- Instructions for the task: Write out the entries below exactly. End with the line that contains "Currently a lot".

----

PR #149, opened 2023-03-06
Add support for `precision=double` builds of godot

### LINKED ISSUE #135: Add a `real` type
Currently a lot of struct and functions in rust are hard-coded to use `f32`s. Such as `Vector2`, `Vector3` etc. But in godot these structs and functions may be either `float` or `double` depending on whether godot is compiled with `precision=double` or not.

In godot the type used is called `real_t` and will be either a `float` or `double`. We could do the same in our bindings. As it is, our bindings will likely break if we try to use it with a godot that is compiled with `precision=double` enabled.

The `float` type in godot, and thus the one used by variant, is always a `double`, see: https://docs.godotengine.org/en/stable/classes/class_float.html.

sayaks:
Add a feature `precision-double` which when enabled will make the various structs that use `real_t` in godot have `f64` values instead of `f32` values.
Add a type `real` which is an alias for `f32` or `f64` depending on the above
Add the ability to pass `--features features` to `check.sh`, so we can easily run `check.sh` with `precision-double` enabled
Add double-builds in the full-ci
Add double-build in the minimal-ci for clippy

One question:
Should we maintain the `glam::Vec2` convention somehow? maybe make a module `glam_real` and do `glam_real::RVec2`?

Resolves #135

### DIFF
--- a/.github/workflows/full-ci.yml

----

- Solution to the problem:
PR #149, opened 2023-03-06
Add support for `precision=double` builds of godot

### LINKED ISSUE #135: Add a `real` type
Currently a lot of struct and functions in rust are hard-coded to use `f32`s. Such as `Vector2`, `Vector3` etc. But in godot these structs and functions may be either `float` or `double` depending on whether godot is compiled with `precision=double` or not.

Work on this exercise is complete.